My GPU is Tesla K40.
It has one kernal engine and two copy engine.
I encountered a strange phenomenon when I test the performance of cudaMemcpyAsync as follows:
threads = dim3(512, 1);
blocks = dim3(n / threads.x, 1);
//time for device memcpy in one stream and kernal in other stream
checkCudaErrors(cudaEventRecord(start_event,0));
for(int i = 0 ; i < 5 ; ++i) {
checkCudaErrors(cudaMemcpyAsync(deviceMemoryDest_2, deviceMemorySrc_1, nbytes,cudaMemcpyDeviceToDevice,streams[0]));
}
for(int i = 0 ; i < 5 ; ++i) {
scaleVector<<<blocks, threads, 0, streams[1]>>>(deviceComputeMemory, deviceFactorMemory, num_iterations);
}
checkCudaErrors(cudaEventRecord(stop_event,0));
checkCudaErrors(cudaEventSynchronize(stop_event));
checkCudaErrors(cudaEventElapsedTime(&time, start_event, stop_event));
cout << “time is:\t” << time << endl;
It seems that the kernal and memcpy code above cannot overlap.

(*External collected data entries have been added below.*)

PR #364, opened 2023-05-24
Implement DYNAMIC kind to handle ambiguous readers like the LI reader

ameraner:
The PR attempts to handle the case where readers can return multiple types of data, on the example of the `li_l2_nc` reader that can return both gridded image data, as well as point data.


uwsift/workspace/importer.py
```diff
@@ -715,6 +715,12 @@ def _set_kind_metadata(self, attrs: dict) -> None:
             LOG.info(f"No data kind configured for reader '{self.reader}'." f" Falling back to 'IMAGE'.")
             attrs[Info.KIND] = Kind.IMAGE
 
+        if attrs[Info.KIND] is Kind["IMAGEorPOINTS"]:
+            if isinstance(attrs["area"], SwathDefinition) and len(attrs["area"].shape) == 1:
+                attrs[Info.KIND] = Kind.POINTS
+            else:
+                attrs[Info.KIND] = Kind.IMAGE
```
djhoese, line 722: I was thinking/wondering if maybe the "image or points" kind wasn't an actual kind, but more of a special config-only value that is interpreted in this method (or some new one that makes it more clear that it is doing this conversion, outside the importer). So basically this method in the importer always assigns a real `Kind` enum, but the input "kind" from the config could be other special values like "dynamic" or "image_or_points", but those don't actually exist in the `Kind` enum.

Does that make sense?

My worry is that we don't want to add more to `Kind` because we don't want the other parts of SIFT to have to handle that.

Additionally, I think I like the idea of a "dynamic" value rather than a specific "this can only be an image or points" data. The dynamic at-load time behavior would be the same for most if not all cases. It also gets around readers adding new types of data in the future. Thoughts?

ameraner: Good points, thanks for the feedback!

I also thought about the fully-dynamic approach, and I agree it is more elegant (there's the risk we end up with too many permutations), but my initial worry was that we don't have, at the moment, enough metadata in the `attrs` to be able to decide dynamically every time (e.g. between other types combinations). On the other hand, we could implement `DYNAMIC`, and document that atm it handles only the image/point ambiguity with the given assumptions, and more combinations will be supported in the future if needed - this is what I now did.

I refactored the code to not add a kind anymore as well.

uwsift/workspace/importer.py
```diff
@@ -705,15 +729,14 @@ def _set_kind_metadata(self, attrs: dict) -> None:
         if "prerequisites" in attrs:
             attrs[Info.KIND] = Kind.MC_IMAGE
             return
+
         reader_kind = config.get(f"data_reading.{self.reader}.kind", None)
```
djhoese, line 733: Maybe in a future PR this default should be `"DYNAMIC"?

djhoese (approved):
I think this looks pretty good. I think this leaves us some flexibility in the future for making this all automated so it doesn't require any configuration. Similarly, it'd be nice if the resampling could "just work" with logical defaults and not need readers to be configured beforehand. It would have to be a similar thing where datasets are resampled a certain way depending on there type. For example, SIFT detects the Scene contains 2D swath defs, 1D swath defs, and area defs. It could try native resampling for just the areas if it detects they're the same, do nearest neighbor by default for both types of swath defs, and so on.

PR #423, opened 2024-08-29
Fix pre-commit with types-setuptools and limit python to 3.11 due to ecmwflibs

ameraner:
This PR fixes the pre-commit dependencies to move away from the deprecated/yanked `types-pkg-resources` to `types-setuptools`, as suggested in e.g. https://pypi.org/project/types-pkg-resources/ . This was making the pre-commit run fail.

On top, it limits python to 3.11, since there are currently no wheels for `ecmwflibs` for 3.12 and it is preventing the builds to resolve the environments.

### DIFF
--- a/setup.py
+++ b/setup.py
@@ -226,7 +226,7 @@ setup(
         "cfgrib",
     ],
     tests_requires=["pytest", "pytest-qt", "pytest-mock"],
-    python_requires=">=3.8",
+    python_requires=">=3.8, <=3.11",  # limiting to 3.11 until ecmwflibs is not available for 3.12
     extras_require=extras_require,
     packages=find_packages(),
     entry_points={
--- a/.github/workflows/ci.yaml
+++ b/.github/workflows/ci.yaml
@@ -128,7 +128,6 @@ jobs:
           --no-deps --upgrade \
           git+https://github.com/dask/dask \
           git+https://github.com/dask/distributed \
-          git+https://github.com/zarr-developers/zarr \
           git+https://github.com/Unidata/cftime \
           git+https://github.com/mapbox/rasterio \
           git+https://github.com/pydata/bottleneck \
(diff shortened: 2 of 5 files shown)


ameraner:
Not sure why the experimental test env is failing with 
```
../../../miniconda3/envs/test-environment/lib/python3.10/site-packages/zarr/codecs/crc32c_.py:7: in <module>
    from crc32c import crc32c
E   ModuleNotFoundError: No module named 'crc32c'
```
if the other ones are ok? The experimental build is using the same py3.10 and ubuntu-latest as the normal test run...

djhoese:
So I removed zarr from the unstable dependencies. I did the same in pytroll's projects because it ends up needing a lot of unique dependencies that no other packages need. With the way unstable deps are installed we'd have to list each one of zarr's dependencies which is just annoying. Now the unstable CI is failing "as expected" because numba doesn't support new numpy.

setup.py
```diff
@@ -226,7 +226,7 @@ def run(self):
         "cfgrib",
     ],
     tests_requires=["pytest", "pytest-qt", "pytest-mock"],
-    python_requires=">=3.8",
+    python_requires=">=3.8, <=3.11",  # limiting to 3.11 until ecmwflibs is not available for 3.12
```
djhoese, line 229: Is the extra space allowed? `>=3.8,<=3.11`?

ameraner: Should be yes, this https://packaging.python.org/en/latest/specifications/version-specifiers/#id5 says 

> Whitespace between a conditional operator and the following version identifier is optional, as is the whitespace around the commas.

ameraner:
Great, thanks for the fix!

ameraner:
Issue related to the ecmwflibs py3.12 wheels: https://github.com/ecmwf/ecmwflibs/issues/33

PR #438, opened 2025-02-25
Add python 3.12 tests to CI

ameraner:
Add test runs for python 3.12 now that it is a supported version.


ameraner:
See also https://github.com/ecmwf/ecmwflibs/issues/33 for the move from pip to conda

ameraner:
Hmm, looks like putting eccodes as pip dependency breaks the deploy since eccodes is likely a dependency of some other conda package now, so it gets installed by conda first and then overridden by pip, which breaks python-eccodes... But keeping everything in conda was also no making the build happy as it could not find the package (although tests were ok(?)). Will have to try again.

PR #439, opened 2025-02-25
Reactivate (and possibly fix) export image and rgb config tests

ameraner:
As described in https://github.com/ssec/sift/pull/437, this PR reverts the deactivation of the image export and rgb tests, in order to be able to monitor more easily if the are passing again and/or to work on a fix.


ameraner:
`test_rgb_config.py` was reactivated by https://github.com/ssec/sift/pull/448 after it started working again without intervention.

ameraner:
`test_export_image.py` could be reactivated as the Segfaults disappeared, but had to limit imageio and pyav due to https://github.com/imageio/imageio/commit/f017778434614b1f03c5df75f0e5f0b5560f86a5#diff-495dd3bb6bee17e7f0aec89db20d74e14824891249ceba5ab66950287801bb2d causing https://github.com/imageio/imageio/issues/1120 (then triggering https://github.com/imageio/imageio/issues/1111)

PR #441, opened 2025-02-26
Define texture internalformat to fix colormap discretisation

AnaVukasinovic:
The bug occurred because the "internalFormat" field of the data texture was left as None. The bug appeared in the SIMPLE_GEOLOCATED and PIXEL_MATRIX ImageDisplayMode. It was fixed by overriding the Image class, where the _init_texture method was overridden to set the "internalFormat" parameter to "r32f"


uwsift/view/scene_graph.py
```diff
@@ -87,6 +87,13 @@
 DEFAULT_TEXTURE_SHAPE = (4, 16)
 
 
+class CustomImage(Image):
+    """Custom image override to fix issue #404."""
+
+    def _init_texture(self, data, texture_format, **texture_kwargs):
+        return super()._init_texture(data, texture_format, internalformat="r32f")
```
ameraner, line 94: maybe it's more futureproof if we still pass on eventual texture_kwargs as in below, if you agree?
```suggestion
        return super()._init_texture(data, texture_format, internalformat="r32f", **texture_kwargs)
```

ameraner (commented):
Just a suggestion inline

PR #443, opened 2025-03-07
Initial commit for bug 392

AnaVukasinovic:
The problem was that numerical values in the table in the Open File Wizard window were treated as strings during sorting. The bug is resolved by overriding the QTableWidgetItem class, specifically the __lt__(self, other) method. This way, numerical values are correctly compared and sorted, while simultaneously being displayed in the appropriate format in the table.

### DIFF
--- a/uwsift/view/open_file_wizard.py
+++ b/uwsift/view/open_file_wizard.py
@@ -74,6 +74,28 @@ RESAMPLING_METHODS = {
 }
 
 
+class NumericTableWidgetItem(QtWidgets.QTableWidgetItem):
+    """Custom QTableWidgetItem class to override the __lt__ method
+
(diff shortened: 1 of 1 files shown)


RudiLauster:
Reviewed and tested, all fine from my side!
After Ana @AnaVukasinovic has removed the DRAFT state, this can go to Andrea @ameraner 👍

RudiLauster:
> Reviewed and tested, all fine from my side! After Ana @AnaVukasinovic has removed the DRAFT state, this can go to Andrea @ameraner 👍

I forgot to check why the coverage analysis has failed. So, hold on, investigating ...

ameraner:
LGTM, works great, thanks!

ameraner (approved):
LGTM, works great, thanks!

PR #444, opened 2025-03-13
Implement resources release and scene deletion to solve segfault crashes when reusing files

### LINKED ISSUE #415: SIFT tends to crash when loading datasets from the same FCI repeat cycle in separate Open File Wizard calls
**Problem**
To reproduce the issue:
- In the Open File Wizard, open the 40 chunks for an FCI repeat cycle
- select one or more datasets to open
- after they opened, reopen the Open File Wizard and select one or more datasets from the same repeat cycle
After this, and during the Scene opening and loading operations, SIFT has been observed to crash and disappar with a Segfault. However, this does not happen every time consistently. 
This has been observed on a Linux system.

**Analysis**
The suspect is that it is an issue with multiple accesses to open NetCDF files. Since the Scene gets reinitialised at every Open File Wizard call anyway, possibly a better cleanup/closing/deleting/garbage-collecting of Scene/Filehandlers might fix the issue.

**Workaround**
Make sure to load all needed datasets from a single repeat cycle in one Open File Wizard call.

Possibly related to https://github.com/pytroll/satpy/issues/2092

roche-emmanuel:
Hi everyone!

@ameraner , @strandgren ,

In this pull request, I'm providing the changes I used on my side to resolve the issue #415: 

In fact I could very easily reproduce this issue myself (as I'm mostly working from Windows), so, initially, I got crashes about 50% of the times I was trying to re-open the same input files to load additional datasets. With these fixes, I don't seem to be able those crashes anymore.

There were in fact a couple of locations in SIFT where a satpy scene is created: first in the OpenFileWizard, where the scene is created to collect the list of available datasets for the following page display, and then in the SatpyImporter class, where another scene is created to effectively load the data.

- In the case of the open file wizard, the loaded scenes would never get garbage collected since there were referenced in the wizard object, and that object is itself referenced in the Main class of the app. So I have now added a "reset_state()" method on this wizard, to ensure that, when done with the file loading process, we effectively unload the satpy scene and garbage collect it to release the associated file resources correctly.

- In the case of the SatpyImporter a scene is referenced in the class (self.scn) and then used in the simple_workspace to load actual data layers when we call `gen = truck.begin_import_products(prod)` (truck is the importer here). So the solution I'm suggesting here is to add another virtual method in the base aImporter class called `release_resources()`, and reimplemented to unload the satpy scene correctly in the SatpyImporter. Then we simply call  `truck.release_resources()` at the end of the `import_product_content()` in the workspace.

=> So please, let me know if you have any feedback on this or any question/point you think we should discuss further or change before this can be merged in.

Thanks a lot in advance for your time reviewing this 🙏😊!

Closes #415

### DIFF
--- a/uwsift/__main__.py
+++ b/uwsift/__main__.py
@@ -346,6 +346,11 @@ class Main(QtWidgets.QMainWindow):
         """
         self.didFinishLoading.emit(uuid_list)
 
+        if self._wizard_dialog is not None:
+            # Issue #415: reset the state of the wizard here to release
+            # the satpy scenes:
+            self._wizard_dialog.reset_state()
+
         if not uuid_list:
             raise ValueError("no UUIDs provided by background open" " in _bgnd_open_paths_finish")
         if not isok:
@@ -1143,6 +1148,10 @@ class Main(QtWidgets.QMainWindow):
             self.open_paths(self._wizard_dialog.files_to_load, **importer_kwargs)
         else:
             LOG.debug("Wizard closed, nothing to load")
+            # Issue #415: We still need to reset the state of the wizard here
+            # as a satpy scene might have been loaded already even if the user cancels
+            # the opening process.
+            self._wizard_dialog.reset_state()
 
     def _reload_config(self):
         config.refresh()
--- a/uwsift/view/open_file_wizard.py
+++ b/uwsift/view/open_file_wizard.py
@@ -14,6 +14,7 @@
 #
 # You should have received a copy of the GNU General Public License
 # along with SIFT.  If not, see <http://www.gnu.org/licenses/>.
+import gc
 import logging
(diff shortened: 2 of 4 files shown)


strandgren:
Hi @roche-emmanuel, I just tested your branch and I cannot reproduce the issue with the segmentation fault 🙂  When switching to the master branch it keeps happening in about 50% of the cases.  So to me it seems like your changes fixes the issue 👏 However, we should also wait for a final review by @ameraner next week

ameraner:
Thank you for this nice work, indeed I can also confirm that it seems to work well and solves the issue!

ameraner (approved):
LGTM, and it works great, thanks! This is a really nice improvement in the usability and stability!

PR #1990, opened 2024-10-09
Use delta endpoints for `getThreadsSince` and `getUserThreadsSince` methods

nimeshnayaju:
We already do this for `getInboxNotificationsSince` method but missed doing the same for `getThreadsSince` and `getUserThreadsSince` methods.


nvie (approved):
Oof! How have I missed this? Thanks for catching this! 😇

But when I change some code as follows, they can overlap:
threads = dim3(512, 1);
blocks = dim3(n / threads.x, 1);
//time for device memcpy in one stream and kernal in other stream
checkCudaErrors(cudaEventRecord(start_event,0));
for(int i = 0 ; i < nreps ; ++i) {
checkCudaErrors(cudaMemcpyAsync(deviceMemoryDest_2, deviceMemorySrc_1, nbytes,cudaMemcpyDeviceToDevice,streams[0]));
scaleVector<<<blocks, threads, 0, streams[1]>>>(deviceComputeMemory, deviceFactorMemory, num_iterations);
}
checkCudaErrors(cudaEventRecord(stop_event,0));
checkCudaErrors(cudaEventSynchronize(stop_event));
checkCudaErrors(cudaEventElapsedTime(&time, start_event, stop_event));
cout << “time is:\t” << time << endl;
I think it is a very strange phenomenon and want to know what happened in the kernal engine and copy engine when I using cudaMemcpyDeviceToDevice.